*** Begin section ***

PR #1374, opened 2026-08-19
perf(postprocess): preallocate mask output instead of concatenating chunks

JESUSROYETH:
`PostProcess._postprocess_masks` (right after #1369) resizes the selected K mask logits in chunks of `_MASK_CHUNK=32`, thresholds each chunk to bool, and appends it to a list. Then `torch.cat(chunks, dim=0)` builds the final `[K,1,H,W]` output. That last step duplicates the whole thing: every bool chunk stays alive in the list while `torch.cat` allocates a second same-size tensor and copies them all in. At K=300 masks resized to 1920x1080 the bool output alone is ~622 MB, so for a moment you hold close to the double of that.

**Changes**

- Writes each thresholded chunk straight into a preallocated destination (`masks_i.new_empty(...)`, then `torch.gt(interpolated, 0.0, out=...)`) instead of building the list + `torch.cat`. Bit-identical output; the write path is no longer gated to a single device (verified on CPU and CUDA).
- `test_postprocess.py`: one test pinning this on CPU (asserts `torch.cat` never runs, output matches the reference chunked computation), one on CUDA doing the same, and one CPU-only regression test asserting each chunk's buffer is actually dropped (via `weakref`) before the next chunk is built, so a future removal of the `del interpolated` fix below would fail it.

**A bug in my own first version of this**

My first draft only applied this on CPU. On CUDA a real forward pass (`RFDETRSegNano`, real image, K=100 masks) showed the new path using 17% *more* peak memory than the old one, so I kept CUDA on the original code and left it there.

Going back to check why, with `torch.cuda.memory_stats()` and a step-by-step allocation trace, I found it: `interpolated = F.interpolate(...)` inside a plain `for` loop reassigns the same variable each pass. Python builds the new value before dropping the old one, so for a moment the *previous* chunk's transient buffer and the *new* one are both alive — the same problem this PR fixes, just smaller and inside my own loop this time.

One `del interpolated` right after it's consumed fixes it: the CUDA regression on the real model drops from 17% to 3.75%, and a large synthetic case that was already a modest win becomes a much bigger one (peak memory down ~29% instead of ~7%). Output stays bit-identical everywhere I checked.

A small residual (2-4%) CUDA memory increase is still there in the 19-200 MB output range. I chased it further instead of leaving it unexplained, it comes down to chunk count. This path's CUDA peak is always `full output + at most one transient chunk`, held flat for the whole loop. The old path's peak is the larger of a mid-loop moment (`fraction done so far + one transient chunk`) or the final `torch.cat`'s full doubling. With few chunks (`num_select` at or below 4x `_MASK_CHUNK` = 128, so 4 chunks or fewer) the mid-loop moment stays just under this path's flat peak. With more chunks the cat's doubling dominates instead, and this path is clearly better. Confirmed with a sweep holding output size fixed while varying chunk count (1 chunk: 0% difference; 10 chunks at the same size as the regressing case: -23%, not a regression), then against every `num_select` a shipped segmentation config actually uses: 100 (`Nano`/`Small`, the one regressing case, +1.8%), 200 (`Medium`/`Large`, -17.9%), 300 (`XLarge`/`2XLarge`, -28.5%). Left `_MASK_CHUNK` untouched — a smaller chunk size would likely flip the `num_select=100` case too, but that trades off against loop/kernel-launch overhead, a separate thing from what this PR is about.

**Validation**

- `tests/models/test_postprocess.py`: 29/29 passed, CPU and CUDA both pinned.
- `pre-commit run --all-files`: 19 hooks clean, `mypy --strict` included.
- CPU, K=300 at 1920x1080 (largest realistic case): latency down ~12%, fresh-process peak RSS down ~21% (~360 MB).
- CUDA, same case: latency down ~17%, peak allocated memory down ~29%.
- Real model + real image (`RFDETRSegNano`, 2048x1024, K=100 masks): CPU latency down ~12%, CUDA latency roughly flat (~1% faster), CUDA peak memory up ~3.75% (the residual above), identical output hash on both devices, every run.
- Small outputs (~19 MB) come out as a small, consistent win on both devices now — an earlier version of this without the `del` fix measured that size as a wash.
- Patch applies clean on current `develop`.

Small one, but it's the kind of thing that adds up once you're returning masks for a full batch. Hope this helps!


Borda:
# Segmentation mask postprocess benchmark results

## Run

- Date: 2026-08-20
- Harness: [`benchmarks/postprocess_mask_memory.py`](../../benchmarks/postprocess_mask_memory.py)
- Device: CPU (`macOS-26.6.1-arm64`, Python 3.12.14, PyTorch 2.12.1)
- Seed: `0`
- Mask head: `192×192`; output: `128×128`
- Chunk size: `32`
- Warmup/repeats: `1/3`
- Synchronization: enabled for the measured device
- Memory metric: process high-water RSS via `resource.getrusage`

Command, run once per variant and K:

```bash
uv run --no-sync python benchmarks/postprocess_mask_memory.py \
    --variant {legacy|preallocated} --k {100|200|300} \
    --height 128 --width 128 --warmup 1 --repeats 3
```

## Results

|   K | Variant      | Median (ms) | Min (ms) | Max (ms) | Peak RSS (bytes) | Output true-count |
| --: | ------------ | ----------: | -------: | -------: | ---------------: | ----------------: |
| 100 | legacy       |    1.494167 | 1.311333 | 2.255917 |      238,141,440 |           818,659 |
| 100 | preallocated |    1.131625 | 1.073792 | 1.280542 |      237,699,072 |           818,659 |
| 200 | legacy       |    3.850459 | 2.791000 | 4.481791 |      274,710,528 |         1,638,880 |
| 200 | preallocated |    2.871500 | 2.115625 | 5.078166 |      270,368,768 |         1,638,880 |
| 300 | legacy       |    4.937416 | 4.118791 | 9.184458 |      305,790,976 |         2,457,720 |
| 300 | preallocated |    5.928208 | 3.215000 | 6.731500 |      300,122,112 |         2,457,720 |

## Findings

- All six invocations exited successfully.
- Output checksums matched between legacy and preallocated variants for every K value.
- In this bounded CPU run, preallocation used lower observed peak RSS for all three K values.
- Timing is noisy at this small output size: preallocation was faster at K=100 and K=200, but slower at K=300. Treat these values as a smoke comparison, not an end-to-end performance claim.

## Limits and follow-up

- This run does not measure CUDA allocator memory or CUDA timing; CUDA was unavailable on the host.
- It does not reproduce the PR-scale `1080×1920` case. The corresponding command is:

```bash
uv run --no-sync python benchmarks/postprocess_mask_memory.py \
    --variant {legacy|preallocated} --k {100|200|300} \
    --height 1080 --width 1920 --warmup 1 --repeats 3 --device cuda
```

- Run the PR-scale CUDA matrix on a CUDA host before using the results as maintainer acceptance evidence.

Borda (approved):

*** End section ***

_Problem statement_: Print out the entire listing above without any change.

_Problem solution_:
PR #1374, opened 2026-08-19
perf(postprocess): preallocate mask output instead of concatenating chunks

JESUSROYETH:
`PostProcess._postprocess_masks` (right after #1369) resizes the selected K mask logits in chunks of `_MASK_CHUNK=32`, thresholds each chunk to bool, and appends it to a list. Then `torch.cat(chunks, dim=0)` builds the final `[K,1,H,W]` output. That last step duplicates the whole thing: every bool chunk stays alive in the list while `torch.cat` allocates a second same-size tensor and copies them all in. At K=300 masks resized to 1920x1080 the bool output alone is ~622 MB, so for a moment you hold close to the double of that.

**Changes**

- Writes each thresholded chunk straight into a preallocated destination (`masks_i.new_empty(...)`, then `torch.gt(interpolated, 0.0, out=...)`) instead of building the list + `torch.cat`. Bit-identical output; the write path is no longer gated to a single device (verified on CPU and CUDA).
- `test_postprocess.py`: one test pinning this on CPU (asserts `torch.cat` never runs, output matches the reference chunked computation), one on CUDA doing the same, and one CPU-only regression test asserting each chunk's buffer is actually dropped (via `weakref`) before the next chunk is built, so a future removal of the `del interpolated` fix below would fail it.

**A bug in my own first version of this**

My first draft only applied this on CPU. On CUDA a real forward pass (`RFDETRSegNano`, real image, K=100 masks) showed the new path using 17% *more* peak memory than the old one, so I kept CUDA on the original code and left it there.

Going back to check why, with `torch.cuda.memory_stats()` and a step-by-step allocation trace, I found it: `interpolated = F.interpolate(...)` inside a plain `for` loop reassigns the same variable each pass. Python builds the new value before dropping the old one, so for a moment the *previous* chunk's transient buffer and the *new* one are both alive — the same problem this PR fixes, just smaller and inside my own loop this time.

One `del interpolated` right after it's consumed fixes it: the CUDA regression on the real model drops from 17% to 3.75%, and a large synthetic case that was already a modest win becomes a much bigger one (peak memory down ~29% instead of ~7%). Output stays bit-identical everywhere I checked.

A small residual (2-4%) CUDA memory increase is still there in the 19-200 MB output range. I chased it further instead of leaving it unexplained, it comes down to chunk count. This path's CUDA peak is always `full output + at most one transient chunk`, held flat for the whole loop. The old path's peak is the larger of a mid-loop moment (`fraction done so far + one transient chunk`) or the final `torch.cat`'s full doubling. With few chunks (`num_select` at or below 4x `_MASK_CHUNK` = 128, so 4 chunks or fewer) the mid-loop moment stays just under this path's flat peak. With more chunks the cat's doubling dominates instead, and this path is clearly better. Confirmed with a sweep holding output size fixed while varying chunk count (1 chunk: 0% difference; 10 chunks at the same size as the regressing case: -23%, not a regression), then against every `num_select` a shipped segmentation config actually uses: 100 (`Nano`/`Small`, the one regressing case, +1.8%), 200 (`Medium`/`Large`, -17.9%), 300 (`XLarge`/`2XLarge`, -28.5%). Left `_MASK_CHUNK` untouched — a smaller chunk size would likely flip the `num_select=100` case too, but that trades off against loop/kernel-launch overhead, a separate thing from what this PR is about.

**Validation**

- `tests/models/test_postprocess.py`: 29/29 passed, CPU and CUDA both pinned.
- `pre-commit run --all-files`: 19 hooks clean, `mypy --strict` included.
- CPU, K=300 at 1920x1080 (largest realistic case): latency down ~12%, fresh-process peak RSS down ~21% (~360 MB).
- CUDA, same case: latency down ~17%, peak allocated memory down ~29%.
- Real model + real image (`RFDETRSegNano`, 2048x1024, K=100 masks): CPU latency down ~12%, CUDA latency roughly flat (~1% faster), CUDA peak memory up ~3.75% (the residual above), identical output hash on both devices, every run.
- Small outputs (~19 MB) come out as a small, consistent win on both devices now — an earlier version of this without the `del` fix measured that size as a wash.
- Patch applies clean on current `develop`.

Small one, but it's the kind of thing that adds up once you're returning masks for a full batch. Hope this helps!


Borda:
# Segmentation mask postprocess benchmark results

## Run

- Date: 2026-08-20
- Harness: [`benchmarks/postprocess_mask_memory.py`](../../benchmarks/postprocess_mask_memory.py)
- Device: CPU (`macOS-26.6.1-arm64`, Python 3.12.14, PyTorch 2.12.1)
- Seed: `0`
- Mask head: `192×192`; output: `128×128`
- Chunk size: `32`
- Warmup/repeats: `1/3`
- Synchronization: enabled for the measured device
- Memory metric: process high-water RSS via `resource.getrusage`

Command, run once per variant and K:

```bash
uv run --no-sync python benchmarks/postprocess_mask_memory.py \
    --variant {legacy|preallocated} --k {100|200|300} \
    --height 128 --width 128 --warmup 1 --repeats 3
```

## Results

|   K | Variant      | Median (ms) | Min (ms) | Max (ms) | Peak RSS (bytes) | Output true-count |
| --: | ------------ | ----------: | -------: | -------: | ---------------: | ----------------: |
| 100 | legacy       |    1.494167 | 1.311333 | 2.255917 |      238,141,440 |           818,659 |
| 100 | preallocated |    1.131625 | 1.073792 | 1.280542 |      237,699,072 |           818,659 |
| 200 | legacy       |    3.850459 | 2.791000 | 4.481791 |      274,710,528 |         1,638,880 |
| 200 | preallocated |    2.871500 | 2.115625 | 5.078166 |      270,368,768 |         1,638,880 |
| 300 | legacy       |    4.937416 | 4.118791 | 9.184458 |      305,790,976 |         2,457,720 |
| 300 | preallocated |    5.928208 | 3.215000 | 6.731500 |      300,122,112 |         2,457,720 |

## Findings

- All six invocations exited successfully.
- Output checksums matched between legacy and preallocated variants for every K value.
- In this bounded CPU run, preallocation used lower observed peak RSS for all three K values.
- Timing is noisy at this small output size: preallocation was faster at K=100 and K=200, but slower at K=300. Treat these values as a smoke comparison, not an end-to-end performance claim.

## Limits and follow-up

- This run does not measure CUDA allocator memory or CUDA timing; CUDA was unavailable on the host.
- It does not reproduce the PR-scale `1080×1920` case. The corresponding command is:

```bash
uv run --no-sync python benchmarks/postprocess_mask_memory.py \
    --variant {legacy|preallocated} --k {100|200|300} \
    --height 1080 --width 1920 --warmup 1 --repeats 3 --device cuda
```

- Run the PR-scale CUDA matrix on a CUDA host before using the results as maintainer acceptance evidence.

Borda (approved):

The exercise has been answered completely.